A Bittersweet Anniversary Of Our Aliyah
Today, November 5th, 2023, marks 4 years since my children and I made aliyah (emigrated to Israel). What a bittersweet time it is, as I reflect on the time that has passed.
We left the land and city of our birthplace, Johannesburg, South Africa, and followed our heart to our ancestral homeland.
My husband had paved the way for us, having arrived two months earlier.
To say that I am proud of us as a family unit for all that we have achieved and lived through in these last 4 years is an understatement and there is so much to be grateful for.
Our children were 14 and 12 when we arrived and after the first 4 months, the world shut down with the outbreak of the COVID-19 pandemic. Zoom schooling in a foreign language was nearly impossible and affected my youngest the most. Not only did it affect her integration, but her ability to socialize and form friendships was compromised.
The reprieve that this period of time gave me however, was a blessing. I had been feeling so overwhelmed by the magnitude of aliyah and COVID allowed me to catch my breath. It also provided me with the space to sit and study day and night for my Ministry of Health Nutrition licensing exam. This was an arduous but essential step for me to get my degree recognized. Although I was able to write it in English, a large portion of the study material was in Hebrew.
Once I passed the exam, I could finally open a private practice and continue my work as a clinical dietician and mindset mentor. Part of me had felt lost without my work and I was so relieved to be able to pick up where I had left off in South Africa almost a year prior.
I believe that this has been one of my greatest challenges and achievements since making aliyah. In Johannesburg, I had closed the doors and walked away from a thriving practice that I had built up over 17 years. Had this happened a year later my clients would have naturally transitioned to working over Zoom with me. However, in 2019 working online was not an option that my regular clients were used to.
So, I found myself beginning again and for the first time in my career faced with marketing myself to get my practice off the ground. I can now look back 3 years later and appreciate that despite the challenges, I have grown more than I could ever have dreamed and I have expanded into areas that I would never have been open to had I still been living in South Africa.
The journey of our aliyah has had its ups and downs. We find ourselves now in the midst of a war and despite that, we wouldn’t want to be living anywhere else. We have never witnessed such unity and pride for our nation and yet we mourn together with them for all the loss and terror that has been unleashed.

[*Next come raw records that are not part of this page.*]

Issue #2599, opened 2026-08-22
check-onbox-register.mjs's --against-published check is blind to row content, only compares totals/counts/IDs


dudarenok-maker:
## What

`scripts/check-onbox-register.mjs --against-published <file>` (the register's mandated pre-publish comparator, per `docs/testing/onbox-acceptance-register.md`'s "Live view" procedure) only compares the owed total, per-group counts, and row IDs between the local register and a saved copy of the live page. It never diffs row **content**.

## Why this matters

Found during PR #2578 round 18's review pass: the published live-view artifact was independently reverted by another session to a stale, pre-fix version of row A41 (the exact defect PR #2578 exists to correct — backwards clobbered-state direction and a manufacture recipe that #2535 proved never reaches the `'clobbered'` state). Running `check:onbox-register -- --against-published <that reverted page>` returned `OK`, because the row count and row ID (A41) both still matched — only the row's *body text* had regressed.

This is a guard blind to the exact class of defect the whole "Live view" procedure exists to catch: a byte-diff between the tracked HTML and the actual published page. The byte-diffs performed manually in prior PR #2578 review rounds (13-18) were the thing doing the real verification work; the mandated comparator itself contributed nothing to catching a content-level regression.

## What's owed

A design decision — not a mechanical fix — on how the comparator should diff content:
- Whole-page byte/text diff against the saved copy (simple, but any legitimate concurrent edit from another PR, like #2588's A48 addition, would then also flag as a "difference" — the current row-ID-based check tolerates that case, via #2199's qualifier).
- Per-row content hashing, so a row's ID+count staying stable but its body text changing is detected, while a genuinely new row from a different in-flight PR is not flagged.
- Something else — the design choice of what counts as "the row this check is responsible for" vs. "content owned by another lane" needs a decision, which is why this is filed rather than fixed inline.

## Where

- `scripts/check-onbox-register.mjs` — the comparator itself
- `docs/testing/onbox-acceptance-register.md` — the "Live view" section documenting the mandated procedure, which should be updated to describe whatever new capability lands here

Filed per PR #2578 round 18's review findings — see [PR #2578, pass 18 review comment](https://github.com/dudarenok-maker/Castwright/pull/2578#issuecomment-5376608839) for the full repro.

dudarenok-maker:
Decision (design-pass resolved in-session, 2026-09-01): **per-row content hashing**, not whole-page diff.

[...]

PR #2740, opened 2026-08-28
feat(ops,scripts,docs): seed the live view's publish token + stamper

dudarenok-maker:
## Summary

Seeds a publish token into the on-box register's live view and adds the command that maintains it. This is the **data half** of #2599; the check that reads the token lands separately.

**Why the split — a bootstrap break that was live and unnoticed.** `check-onbox-register.mjs` validates `origin/main`'s *fetched* copy, so a guard cannot ship in the same change as the data it requires. The Track A/B split moved the seeding task out of the first PR, Track A shipped anyway, and both the spec and the plan still assert *"PR 1 seeds the token as data … so `origin/main` carries one by the time this code runs"*. It does not — `grep -c published-as` returned **0**. Shipping the comparator in that state would have made its first ever run return *"origin/main carries none — this is a revert or a deletion; do not publish; investigate"*: an unclearable STOP misdiagnosing its own cause, on a design whose stated principle is that an unclearable STOP is a guard that gets bypassed. Same data-then-guard shape the stable row IDs needed (#2629).

**Why a command instead of "bump the number".** A hand-maintained token goes stale, and a stale one fails in the **green** direction — a competing lane whose value happens to match yours reads as your own earlier publish, so the check waves through exactly the overwrite it exists to stop. Bumping the counter without minting a fresh id is that failure with an extra step. Two of the eight designs considered for this token died on precisely that, so `npm run stamp:publish-token` does both halves or neither — and it writes the genesis token too, so even the seed is machine-written.

The token is attributes on a hidden `<div>`, not an HTML comment: `checkLiveView`'s first action is `stripHtmlComments`, so a comment-carried token would be invisible to the one function that must read it.

## Test plan

**53 new tests**, all green; `check:onbox-register` and `check:register-citations` both green.

- **Unit (37)** — the comparator PR 2 will wire.
- **Stamper (8)** — pins the bootstrap invariant (the live view carries exactly one well-formed token), that the token survives comment stripping, and that every minted nonce is one the parser accepts. A stamper writing a token its own reader rejects would wedge the check permanently.
- **Real-git (8)** — new in kind. Builds throwaway repositories and asks the real binary, because **four of the five green-direction defects found in review lived in `nonceInHistory`'s nine lines**, where a stubbed runner pins the argv and nothing about what git does with it. Every one of those defects passed a green unit suite. Covers merge-conflict-born nonces, history-simplification pruning, and the `-S` substring anchor.

The git suite scrubs `GIT_*` from the environment of every spawn, and its first test asserts the scrub works. Both are load-bearing: git exports `GIT_DIR`/`GIT_INDEX_FILE` to hook children, `git -C` does **not** override them, so an inheriting `git init` in a temp repo writes to the *real* one. That happened twice while writing this file — 3,979 tracked files down to 1, and the branch moved onto a fixture commit — and it is silent. The scrub is computed **per spawn** rather than once at import: as a module constant it was snapshotted before any test could inject `GIT_DIR`, and the self-check passed with the scrub deleted.

## Notes

- **Release notes deliberately skipped** — maintainer tooling with no user- or operator-visible effect, matching #2717, the same class of change.
- **The token is inert in this PR.** Nothing reads it yet; that is the point of shipping it first.
- The register documents the stamp → commit → publish order in a new "The publish token" section.

Refs #2599

### DIFF
--- a/docs/testing/onbox-acceptance-register-live-view.html
+++ b/docs/testing/onbox-acceptance-register-live-view.html
@@ -161,6 +161,12 @@
 
   <p class="eyebrow">Castwright · docs/testing/onbox-acceptance-register.md</p>
   <h1>On-box acceptance register</h1>
+
+  <!-- Publish token. NEVER hand-edit: run `npm run stamp:publish-token`.
+       The counter orders publishes; the id proves which branch produced one.
+       Attributes, not a comment: checkLiveView blanks comments before reading. -->
+  <div hidden data-published-as="1" data-publish-id="25f4dfb810b6"></div>
+
   <p class="lede">
     Shipped behaviour that only real hardware can prove — a live GPU, a real sidecar, a real
     analyzer, a real book, a real phone — and that was <strong>not</strong> proven at PR time.
--- a/docs/testing/onbox-acceptance-register-live-view.html
+++ b/docs/testing/onbox-acceptance-register-live-view.html
@@ -164,7 +164,7 @@
 
   <!-- Publish token. NEVER hand-edit: run `npm run stamp:publish-token`.
        The counter orders publishes; the id proves which branch produced one.
-       Attributes, not a comment: checkLiveView blanks comments before reading. -->
+       Attributes, not a comment: checkLiveView removes comments before reading. -->
   <div hidden data-published-as="1" data-publish-id="25f4dfb810b6"></div>
 
   <p class="lede">
--- a/docs/testing/onbox-acceptance-register.md
+++ b/docs/testing/onbox-acceptance-register.md
@@ -48,6 +48,41 @@ and concluded they had complied. The live view is tracked in this repo — rathe
 than living in whichever session scratchpad last built it — precisely so the
 right file is always to hand.
 
+### The publish token — never hand-edit it
+
+The live view carries a **publish token** just under its `<h1>`:
+
+```html
+<div hidden data-published-as="<counter>" data-publish-id="<nonce>"></div>
+```
+
+The counter orders publishes; the id says *which branch produced this one*. Both
+are machine-written. **Do not type either value.** Run:
+
+```
+npm run stamp:publish-token              # bumps the counter AND mints a fresh id
+npm run stamp:publish-token -- --check   # report only, changes nothing
+```
+
+**Stamp, then commit, then publish** — in that order. An uncommitted stamp
+cannot be found in git history, which is where its freshness is verified.
+
+Why a command rather than an instruction to bump the number: a token that a
+human maintains goes stale, and a stale one fails in the **green** direction —
+a competing lane whose value happens to match yours reads as your *own* earlier
+publish, so the check waves through exactly the overwrite it exists to stop.
+Bumping the counter without minting a new id is that same failure with an extra
+step. Two of the eight designs considered for this token died on precisely that,
+which is why the stamper does both halves or neither.
+
+The token is inert today: nothing reads it yet. The check that does — a
+comparison against the live page's own token, to catch a lane publishing over
+work it never saw — lands separately (#2599). It is seeded first and on its own
+because a guard cannot ship in the same change as the data it requires: the
+checker validates `origin/main`'s copy, so the data has to be on `main` already
+or the guard's first run fails on its own delivery. That is the same
+data-then-guard split the stable row IDs needed (#2629).
+
 The live view carries derived figures — owed count, per-group counts, oldest
 debt — that must be **recomputed** on every edit. Rows can be right while the
 summary strip lies. `npm run check:onbox-register` verifies the owed total, the
--- a/docs/testing/onbox-acceptance-register.md
+++ b/docs/testing/onbox-acceptance-register.md
@@ -83,6 +83,16 @@ checker validates `origin/main`'s copy, so the data has to be on `main` already
 or the guard's first run fails on its own delivery. That is the same
 data-then-guard split the stable row IDs needed (#2629).
 
+**One more thing has to happen before that check can pass, and it is easy to
+miss because it is not a code change: the live view must be PUBLISHED at least
+once with a token on it.** The comparator reads three copies — the tracked file,
+`origin/main`'s, and the *saved live page* — and the live page only acquires a
+token when someone publishes after this change merged. Until then the check
+reports that the published page carries none while `origin/main` does, and
+names the transition explicitly rather than guessing. So the first publish after
+this merges clears it, and the wording of that error is written for exactly that
+window.
+
 The live view carries derived figures — owed count, per-group counts, oldest
 debt — that must be **recomputed** on every edit. Rows can be right while the
 summary strip lies. `npm run check:onbox-register` verifies the owed total, the
@@ -129,6 +139,12 @@ CI check — the same call this design already made for the tracked-pair
 comparison, see the edge list above). The merge step that closes this, run
 **immediately before every publish**, not only after a suspected race:
 
+0. **If your change touched the live view, stamp it and commit the stamp** —
+   `npm run stamp:publish-token`, then commit. It goes *before* step 2, not
+   after step 4, for two reasons: the check reads the token, and an
+   **uncommitted** stamp cannot be found in git history, which is where its
+   freshness is verified. See "The publish token" above for why this is a
+   command rather than an instruction to edit a number.
 1. Fetch the page currently live at the canonical URL above and save it to a
    local file — this is the CURRENTLY-published register, which may be ahead
    of what you are about to publish.
--- a/package.json
+++ b/package.json
@@ -55,6 +55,7 @@
     "test:quarantine": "cross-env RUN_QUARANTINE=1 npm run test && cross-env RUN_QUARANTINE=1 npm --prefix server run test && cross-env RUN_QUARANTINE=1 npm --prefix server run test:slow",
     "quarantine:health": "node scripts/quarantine-health.mjs",
     "check:onbox-register": "node scripts/check-onbox-register.mjs",
+    "stamp:publish-token": "node scripts/stamp-publish-token.mjs",
     "check:register-citations": "node scripts/check-register-citations.mjs",
     "check:cycles": "node scripts/check-import-cycles.mjs",
     "capture:marketing": "playwright test --config=playwright.marketing.config.ts --project=desktop",
--- a/scripts/check-onbox-register.mjs
+++ b/scripts/check-onbox-register.mjs
@@ -449,8 +449,11 @@ export function checkRegister(text) {
 // directions matter and both were wrong without it (PR #2080 review round 2):
 // a commented-out row was counted as a real one, and commenting out a whole
 // group section — which removes it from the published page — was invisible.
-// Blanking rather than deleting keeps the comment's own `<section>`/`<span>`
-// text from being read while leaving the surrounding structure intact.
+// Removing the comment entirely keeps its own `<section>`/`<span>` text from
+// being read while leaving the surrounding structure intact. (This said
+// "blanking rather than deleting" and the code has always done the latter —
+// `.replace(..., '')` removes the span rather than substituting whitespace.
+// Corrected because the distinction is the kind a reader would reason from.)
 export function stripHtmlComments(html) {
   let out = html;
   for (;;) {
--- a/scripts/publish-token.mjs
+++ b/scripts/publish-token.mjs
@@ -1,0 +1,341 @@
+// Publish-token comparator — executable draft for #2599.
+//
+// SEVEN designs preceded this. Three per-row content rules; a bare counter
+// (cannot tell your re-publish from a rival's — same number); a branch name
+// (inherited, renamed, degenerate under detached HEAD); a hand-minted nonce
+// (goes stale, fails GREEN); and a nonce whose freshness was tested against
+// `b.nonce` rather than against history (closed the hole by exactly one commit).
+//
+// The freshness question is NOT "does the page's nonce differ from main's". It
+// is: **is the page's nonce already in the baseline's history while its counter
+// is ahead of the baseline?** That is the signature of "somebody bumped without
+// minting", at any depth, and it is what closes the class.
+
+export const PUBLISH_TOKEN_BASELINE_ERROR =
+  "Cannot verify the publish token: origin/main's live view is unavailable or " +
+  'unreadable. Do not publish until this passes.';
+
+export const PUBLISH_TOKEN_PUBLISHED_ERROR =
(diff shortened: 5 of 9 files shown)


dudarenok-maker:
## PR review — pass 1 (head 1c300dbc, depth high)

Scope: all 8 changed files · verified before probing: `node --test` on each new suite (8 real-git + 8 stamper + 37 comparator, all green), `check:onbox-register` OK, `check:register-citations` OK, `test:hooks` 1663/1663 pass, `validate-commit-msg.mjs` green on both the commit subject and the PR title. Worktree `git rev-parse HEAD` + `git status --porcelain` identical before and after (1c300dbc, clean, 3984 tracked); primary checkout untouched (3979 tracked, unchanged).

Probing concentrated on the repo-destruction hazard in `publish-token-git.test.mjs`, the stamper's write paths, and the seeded token's durability.

---

### 🔴 Blocking — the `GIT_*` scrub is case-sensitive; git honours a lowercase `git_dir` on Windows, and the self-check cannot see it

`scripts/tests/publish-token-git.test.mjs:40-44`

```js
const cleanEnv = () => {
  const env = { ...process.env };
  for (const key of Object.keys(env)) if (key.startsWith('GIT_')) delete env[key];
  return env;
};
```

`startsWith('GIT_')` is case-sensitive. `{ ...process.env }` snapshots whatever casing Windows stored a variable under, and git's own lookup is case-insensitive there — so a `git_dir`-cased variable survives the scrub and still redirects every spawn in the file.

**Measured on this box** (git 2.54.0.windows.1, node v24.15.0), using the same spread-and-filter the test uses:

```
lowercase key survives cleanEnv(): [ 'git_dir' ]
git resolved --absolute-git-dir to: .../scratchpad/casedecoy/.git
isolated answer would be         : .../scratchpad/other/.git
```

Failure scenario: any ambient `git_dir=<path-to-a-real-.git>` (an operator export, a wrapper script, a tool that sets it lower-cased) → `newRepo()`'s `git init` / `git add -A` / `git commit -qm 'base'` at lines 72-76 and 95-96 run against that repository instead of the `mkdtemp` one → the recorded incident, 3,979 tracked files down to 1 with the branch moved onto a fixture commit. Silent.

Two things make this worse than an ordinary spelling gap:

1. **The instrument cannot fail for it.** The self-check at lines 91-92 injects `GIT_DIR`/`GIT_INDEX_FILE` in **uppercase only**, so it proves the scrub works for the one casing that was already covered. Deleting the whole scrub is caught (I confirmed — see Solid below); mis-casing it is not.
2. **This repo already closed this exact hole once, in writing.** `scripts/git-env.mjs:70-82` matches on `key.toUpperCase()`, and its header says a case-sensitive delete is *"a no-op fix for exactly the case this function exists to close."* The new file re-opens that at a strictly higher-stakes site.

Honest calibration: git's own hook exports are uppercase, so the trigger is an unusually-cased ambient variable, not the shape that caused the two recorded incidents. I am rating on blast radius plus existing written precedent, not on likelihood — and the fix is `key.toUpperCase().startsWith('GIT_')` plus a lowercase case in the self-check.

---

### 🟠 Significant — a typo'd or `=`-formed flag silently performs the WRITE

`scripts/stamp-publish-token.mjs:71-77` (`argv.indexOf('--file')`) and `:88` (`argv.includes('--check')`)

There is no unknown-flag rejection. Anything that is not exactly `--check` falls through to the stamp-and-write path, and anything that is not exactly `--file <path>` silently targets `DEFAULT_FILE`.

Both reproduced against a sandbox copy of the script (never the worktree):

```
$ node stamp-publish-token.mjs --chek          # typo for --check
stamp-publish-token: stamped docs/testing/onbox-acceptance-register-live-view.html -> 3 (id ab63c04f74a8).
exit=0
```

```
$ node stamp-publish-token.mjs --file=other.html   # the `=` form
stamp-publish-token: stamped docs/testing/onbox-acceptance-register-live-view.html -> 2 (id 46d3cc7d709d).
exit=0        # other.html untouched
```

The `--chek` case is the sharp one: a **read-only intent silently mutates a tracked file**. The register's new section tells operators to run `--check` to "report only, changes nothing"; one transposed character does the opposite and exits 0.

The downstream consequence is not just an unwanted diff. An accidental bump that gets committed alongside unrelated work puts `origin/main`'s counter ahead of the published page — which is precisely the state `comparePublishTokens` (`scripts/publish-token.mjs:236-241`) reports as *"the page is BEHIND main. A bump merged without publishing, or a publish was reverted. Confirm which, then re-run with `--live-page-behind-main`."* So a typo manufactures the one state the design keeps a manual escape hatch for.

Precedent for rejecting this: sibling `scripts/wt-new.mjs:77` throws ``unknown flag: ${a}``, and `test:hooks` carries a test named *"parseArgs rejects unknown flags including typos like `--noinstall`"* for exactly this reason.

---

### 🟠 Significant — `main()` has no test coverage at all, which is why the above shipped

`scripts/tests/stamp-publish-token.test.mjs` (all 8 tests)

Every test in the stamper suite calls `seedToken`, `bumpToken` or `mintNonce` directly. Nothing spawns the CLI. So none of the following is covered: flag parsing, `--file` resolution, the `--check` exit codes (0 / 1 / 1), the unreadable-file branch at `:79-84`, the write at `:120`, or the entry-point guard actually invoking `main()`.

Concretely: `--check` on a tokenless file returns 1 but writes its message to **stdout** (`:94`), while the malformed branch writes to **stderr** (`:98`) — an inconsistency no test would notice. And the flag defects above are behaviour a single spawn-based test would have caught.

The repo's bar is "New behaviour → ship paired automated test(s)"; `main()` is new behaviour with zero.

---

### 🟡 Minor

1. **`seedToken` omits both hardenings `bumpToken` applies at the identical seam** — `scripts/stamp-publish-token.mjs:48-67` vs `scripts/publish-token.mjs:317-341`. `bumpToken` validates the minted nonce against the parser's own charset (*"`mintNonce` is caller-supplied, so nothing else constrains it"*) and uses a **function** replacement so `$&` / `$1` / a backtick-dollar pattern cannot splice markup back into the attribute. `seedToken` takes the same caller-supplied `mint` and does neither — it interpolates straight into a **string** replacement at `:66`. Catalogue #10: one instance fixed, the class left armed. (Same function: `SEED_AFTER` matches the first `<h1>` in **raw** HTML, so an `<h1>` inside a comment would anchor the token inside a comment — invisible to `checkLiveView`, the one outcome the design says must never happen.)

2. **`bumpToken` validates the minted nonce but not the resulting counter.** `bumpToken('<p data-published-as="999999999999999" ...>', mint)` writes `1000000000000000`, which its own `parsePublishToken` then rejects as *"not a bare integer of 1-15 digits"* (reproduced). The file is then wedged in both directions — `seedToken` refuses ("already has a token"), `bumpToken` refuses ("malformed") — the exact permanent wedge test 18l pins for the *nonce* half. Operationally unreachable; reported because it is the same stated invariant, half-enforced.

3. **Third divergent copy of the `GIT_*` scrub.** `scripts/git-env.mjs`'s `scrubGitEnv` (4 keys, case-insensitive), `scripts/tests/bump-version.test.mjs:45-51`'s `cleanGitEnv` (prefix, case-sensitive), now `publish-token-git.test.mjs:40-44`'s `cleanEnv` (prefix, case-sensitive). `scrubGitEnv` genuinely cannot be reused here — it deliberately excludes `GIT_INDEX_FILE`, which is one of the two variables this file must strip — but that argues for one shared helper with a documented broader mode, not a third copy that diverges again.

4. **The stamp step never reaches the procedure operators actually follow.** The new "Stamp, then commit, then publish" lives in its own subsection at `docs/testing/onbox-acceptance-register.md:52-77`; the numbered four-step publish procedure at `:130-217` — the one CLAUDE.md's before-shipping step 3 points at — still begins at "Fetch the page currently live". An operator following the steps never stamps.

5. **The bootstrap is only half-completed, and the remaining half is undocumented.** After merge, `origin/main` carries a token and the published page does not. PR 2's first `--against-published` run therefore lands on `scripts/publish-token.mjs:104-108` ("the published page carries no publish token, but origin/main does … Do not publish over it until you know which"). That message diagnoses the cause correctly, so this is not the misdiagnosing STOP the PR body set out to avoid — but it does mean **one ordinary publish must happen between this PR and the comparator PR**, and nothing in the register says so.

6. **A claim about `stripHtmlComments` that its code contradicts.** The seeded HTML comment (`docs/testing/onbox-acceptance-register-live-view.html:167`) and the register (`:74`) both say `checkLiveView` *blanks* comments. `scripts/check-onbox-register.mjs:454-461` replaces them with `''` — it deletes. The inaccuracy originates at `:452-453` ("Blanking rather than deleting…"), pre-existing; this PR propagates it to two new places. Harmless for the token either way.

7. **~200 lines land with no caller, and the module's riskiest property is reviewable in neither PR.** `comparePublishTokens`, `nonceInHistory` and the three error constants in `scripts/publish-token.mjs` have no production caller; only `bumpToken`/`parsePublishToken` do. The data-then-guard argument justifies shipping the *token* first — it does not require shipping the *comparator* now. The concrete cost: the file's own comment at `:139-141` says *"the delivery plan currently wires ONE lookup where this function consumes four"* — that wiring is the module's highest-risk property, it is absent here, and PR 2's reviewer will see this file unchanged in their diff.

---

### ✅ What is solid

- **The env scrub is genuinely mutation-sensitive for the casing it does cover.** I copied the file to scratch, stripped `env: cleanEnv()` from all four spawn sites, and ran the self-check: it went red with `GIT_DIR leaked: the decoy repo was written to` / `actual: 'docs/live.html'`. The "vacuous when snapshotted at import" trap called out in the header is genuinely closed.
- **Every spawn in that file is covered** — the `runner` (`:49`), the `git` helper (`:62`), the decoy `ls-files` (`:100`) and the ground-truth `git show` (`:162`). Every write is under `mkdtempSync(join(tmpdir(), …))`; every `rmSync` targets only a mkdtemp path. No path escapes `tmpdir()`.
- **The real-git suite kills real mutants**, not just argv shapes: deleting `--diff-merges=first-parent` breaks the merge-conflict test, and un-anchoring `-S` breaks the prose-collision test. The pruning test's inability to isolate `--full-history` is disclosed in-line with the measured numbers rather than glossed.
- **The seeded token is correct and durable.** Exactly one `<h1>` and exactly one `data-published-as` in the file; the `<div hidden>` survives `stripHtmlComments`; it sits outside `<table class="glance">` and outside every `<section class="group">`, so `parseLiveViewGlance` and `parseLiveViewSections` are untouched (`check:onbox-register` green confirms). `.prettierignore` already covers this file, so no formatter can reflow the attribute pair apart. A merge that duplicates the token fails closed — `parsePublishToken` reports "more than once" and the stamper refuses.
- **Entry-point guard and exit handling are both right**: `isDirectlyInvoked` rather than a hand-rolled comparison, and `process.exitCode` rather than `process.exit(main())` — correct for a script that prints three lines, per `scripts/lib/is-main-module.mjs:44-54`. Passes `entry-point-guard-convention.test.mjs` (no raw `argv[1]` token; `argv.slice(2)` is not one of the four shapes it matches).
- **House gates clear**: `Refs #2599` plain and outside code spans, issue open (`area:ops`, `type:chore`, so no `BACKLOG.md` row owed); commit subject and PR title both pass `validate-commit-msg.mjs`; the three new suites match `run-hooks-tests.mjs`'s `scripts/tests/*.test.mjs` glob; no register row added or removed, so no on-box acceptance debt. The release-notes skip checks out — #2717 is `feat(scripts,docs)` over the same register tooling and shipped without either file.

---

### Verdict

**Blocking merge: yes** — one 🔴. The scrub that this PR's own commit message identifies as the only thing standing between the suite and a destroyed repository does not cover a spelling git honours on this repo's primary platform, and the self-check is structurally unable to detect that. One-line fix, one added case.

Two 🟠 alongside it (a typo'd flag performing a write; `main()` untested), so the fix round re-triggers a pass regardless.

dudarenok-maker:
**Review findings folded — `85bce877`.**

## Blocking finding: fixed, and it corrected my own account of the incident

The `GIT_*` scrub was case-sensitive. Confirmed independently on this box (git 2.54.0.windows.1): `git` honours a lowercase `git_dir` identically to `GIT_DIR` — `rev-parse --absolute-git-dir` from an unrelated cwd resolved to the `git_dir` target. The self-check injected uppercase only, so it could never fail for the case that mattered.

Fixed by **delegating to `scrubGitEnv` (`scripts/git-env.mjs`)** rather than patching my copy. The review was right that this re-opened a hole the repo had already closed — and reading that helper corrected something I had asserted in the original commit message:

> its #2216 header records, **measured**, that an ordinary hook does **not** export `GIT_DIR` — it exports `GIT_INDEX_FILE`.

That fits the observed damage far better than my version did: the real index became a **one-entry** index holding the fixture's path, which is exactly what an inherited `GIT_INDEX_FILE` produces. I had blamed the wrong variable.

`GIT_INDEX_FILE` is deliberately excluded from that helper, and correctly so — a command reading the in-flight staged set must honour whichever index git is actually using. This file is the exception (nothing here reads the staged set; every spawn builds a disposable repo), so it scrubs that key separately, case-insensitively, with the reason stated so removing the line doesn't look like tidying.

**Self-check now runs both casings.** Both mutants are killed: the case-sensitive scrub, and dropping `scrubGitEnv` entirely.

## Significant

- **Unknown arguments fell through to the default action, which is a WRITE.** Now parses strictly, supports the `=` form, refuses anything else — as `wt-new.mjs` does.
- **`main()` had zero coverage**, which is precisely why that shipped. Six CLI tests added, driving the real script in a temp dir: a typo exits non-zero and writes **nothing**, `--check` never writes, a bare run bumps *and* re-mints, an unreadable file errors.

## Minor

`seedToken` gained both hardenings `bumpToken` applies at the identical seam; `bumpToken` refuses to exceed the parser's 15-digit cap (it was writing a token its own reader rejects); `DEFAULT_FILE` is exported and imported rather than re-typed; the register's **numbered** publish procedure gained the stamp step as step 0; and the bootstrap's remaining half is documented — the live view must be published once before the comparator can pass.

One pre-existing correction in code this work surfaced: `stripHtmlComments`' header said *"blanking rather than deleting"* while the code has always deleted (`.replace(…, '')`). I had copied that wording into the new marker comment. Both now say what the code does.

## Left open deliberately

The last minor — `publish-token.mjs` landing with no caller, so its four-lookup wiring is reviewable in neither PR — is a scoping judgement I have **not** acted on unilaterally. Splitting it out would mean landing the tests separately from the code they test. Flagged for the repo owner.

Suites: **37 + 8 + 14**, all green. `check:onbox-register` and `check:register-citations` green. Worktree index verified at 3984 tracked, unchanged.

Living with uncertainty was a concept that we thought we had grasped with the pandemic. But our current situation is one that I don’t believe anyone could have been prepared for.
So how do we, as fairly new Olim, keep a sense of center when so much is upside down?
Whenever asked how we are doing, my answer is that we are “okay” and that we are taking things day by day and in some cases, moment by moment.
After the initial shock and fear, I realized that I had lost my sense of self. I reached out to a trauma therapist for myself and ensured my family received support too.
Slowly and with compassion I have created a space of healing and this was essential, not only for my family, but for the many clients that I am supporting through this.
My consultations have centered around discussions about emotions, experiences, thoughts, and food choices.
Many of my clients have lost their appetites, and others find themselves turning to food as a comfort.
Together we decide on the best tools that they can use to nourish their bodies during this time and how to manage stress and overwhelm more effectively.
I have used this time to offer free webinars for my greater community on managing stress and emotional eating as well as on how to feel safe again in a time where we all feel such a threat to our existence.
This is my way of fighting the terror, by rising up, helping others, and doing what fills me with purpose and which gives my life meaning.
I pray for peace and the safe return of the hostages and our soldiers who are on the front lines. The truth is that we are all on the front lines of this war in some way or another. Whether we have children or family in the army, or if we are the support for those who do.
I take such strength in the unity and hope that is Am Yisrael and I look forward to celebrating many more years in this miraculous country.